*WHAT YOU WILL DO*
Hunt through the entries for the word "best" and copy each line in which it appears.

:: INPUT FOR THIS TASK

Issue #1026, opened 2023-01-19
Support for security rules for the virus inspection


thoger:
**Describe the bug**
Issue #1025 requests making virus inspection failures WAIVABLE_BY_SECURITY.  If that is done, there's also an associated need to have centralized way to allow-list certain acceptable failures (e.g. when eicar test file is included in a test suite of some package).  Adding a "virus" rule type to the existing security rules mechanisms would make sense.

dcantrell:
I'm thinking in the data/security/ files, adding "virus=" which can be SKIP, INFORM, VERIFY, or FAIL.  I believe this is what you described, but I just want to confirm.  If this is sufficient, the modification will be easy to rpminspect.

Thoughts @thoger ?

PR #1136, opened 2023-04-04
Implement the 'virus' security rule type

dcantrell:
As described in #1026, this implements a 'virus' security rule type that can be SKIP, INFORM, VERIFY, or FAIL per file or path glob pattern.  This works for source and binary packages.


evan-goode (approved):

snbueno (approved):
All looks good to me!

PR #1142, opened 2023-04-10
[tst] Skip virus tests on FreeBSD

dcantrell:
The FreeBSD CI job on GitHub Actions is a VM in a macos guest which I think is a container in a VM itself.  The virus inspection nearly always times out, so just skip it on this platform.

### DIFF
--- a/.github/workflows/freebsd.yml
+++ b/.github/workflows/freebsd.yml
@@ -64,11 +64,15 @@ jobs:
                       gmake instreqs
                       echo $? > exitcodes/instreqs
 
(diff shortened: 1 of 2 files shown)


evan-goode:
Maybe a nit, but it would be nice to disable these tests in the GitHub action, rather than in the tests themselves, so someone could still run them on their FreeBSD system.

dcantrell:
That's not unreasonable.

evan-goode (approved):

jimbair (approved):

PR #1144, opened 2023-04-12
[fix] Include libgen.h in init.c (for basename)

dcantrell:
Implicit definition is forbidden by C99.


jimbair (approved):
I suppose I'll let this one slide by.

PR #1148, opened 2023-04-18
[lib] Minor porting work to get the software building on NetBSD

dcantrell:
This helped clean up some of the ELF checking code as well as more about meson.build files and their limitations and, I guess, features.


jimbair (approved):

lib/inspect_elf.c
```diff
@@ -18,13 +18,17 @@
...
-
-#include <gelf.h>
 #include <libelf.h>
 
+#ifndef PT_GNU_STACK
+#define PT_GNU_STACK 0x647e551 /* Indicate executable stack */
+#endif
+
+#ifndef PT_GNU_RELRO
+#define PT_GNU_RELRO 0x647e552 /* Make read-only after relocation */
```
snbueno, line 29: More for my own edification than anything, but where does this (and the above) memory address come from?

snbueno (approved):
I think these changes look good, as best as I can see at least. Nice list of supported OSes you're building. :)

evan-goode (approved):

lib/inspect_elf.c
dcantrell: PT_GNU_RELRO is one of the legal values for p_type in an Elf64_Phdr.  On a glibc Linux system the values are defined in /usr/include/elf.h.  Non-Linux systems vary with regards to what they define.  On NetBSD they have defined p_type values from GNU systems in /usr/include/elf.h, but I can't include elf.h on NetBSD because it collides with type definitions from libelf installed from pkgsrc.  libelf is similar to our libelf in elfutils, but the headers to not coexist with the NetBSD system headers.  Because I only needed two p_type values in inspect_elf.c, I decided to define them if they did not get pulled in from a header.  It actually gets worse because libelf that NetBSD has in pkgsrc lacks gelf_getsymshndx() which means I need to figure out a way to do the same thing but with only gelf_getsym().  I didn't do that in this PR.

dcantrell:
> I think these changes look good, as best as I can see at least. Nice list of supported OSes you're building. :)

It's surprising how these other platforms are turning up minor things here and there and that leads to finding problems in other libraries on Linux.  Certainly the gcc vs. clang stuff.

However, if you thought NetBSD would be at all similar to FreeBSD, you would be mistaken.

lib/inspect_elf.c
dcantrell: Also, here's everything you didn't want to know about ELF:

https://en.wikipedia.org/wiki/Executable_and_Linkable_Format

A whole lot of what we do checking built packages is examining what ends up in an ELF file.  I don't know a lot about the other formats still in use today (PE on Windows and Mach-O on MacOS), but I also don't care since we are dealing with ELF only.

snbueno: Ahhhaha, ok. I figured you had to have a good reason for dropping elf.h from your list of includes (and so didn't question it), and this explains it. Makes much more sense now.

Issue #1155, opened 2023-04-20
RFE: virus inspection: show also version of daily.cvd


msrb:
**Is your feature request related to a problem? Please describe.**

rpminspect virus inspection currently shows the following information about clamav and its virus database:

```
clamav version 0.103.8
/var/lib/clamav/main.cvd version 62 (16 Sep 2021 08-32 -0400)
/var/lib/clamav/bytecode.cvd version 334 (22 Feb 2023 16-33 -0500)
```

However, there is also `daily.cvd`, which is updated daily and it contains signatures for the latest threats. It would be good to have the version of `daily.cvd` also caputured in the inspection output.
https://blog.clamav.net/2021/03/clamav-cvds-cdiffs-and-magic-behind.html

**Describe the solution you'd like**

```
clamav version 0.103.8
/var/lib/clamav/main.cvd version 62 (16 Sep 2021 08-32 -0400)
/var/lib/clamav/daily.cvd version 26825 (20 Apr 2023 09-21 -0500)
/var/lib/clamav/bytecode.cvd version 334 (22 Feb 2023 16-33 -0500)
```

PR #1158, opened 2023-04-24
[lib] Load *.cld files in addition to *.cvd files for virus scans

dcantrell:
clamav databases are either *.cvd files or *.cld files so make sure to load both if we find them.

Fixes: #1155


jimbair (approved):

msrb:
Thanks! ;)

PR #1160, opened 2023-04-26
[fix] Load both *.cld and *.cvd virus database files, if they exist

msrb:
This just fixes a logical error that was accidentally introduced in 66b0953.


dcantrell:
Whoops.  :)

::::

*OUTPUT*
I think these changes look good, as best as I can see at least. Nice list of supported OSes you're building. :)
> I think these changes look good, as best as I can see at least. Nice list of supported OSes you're building. :)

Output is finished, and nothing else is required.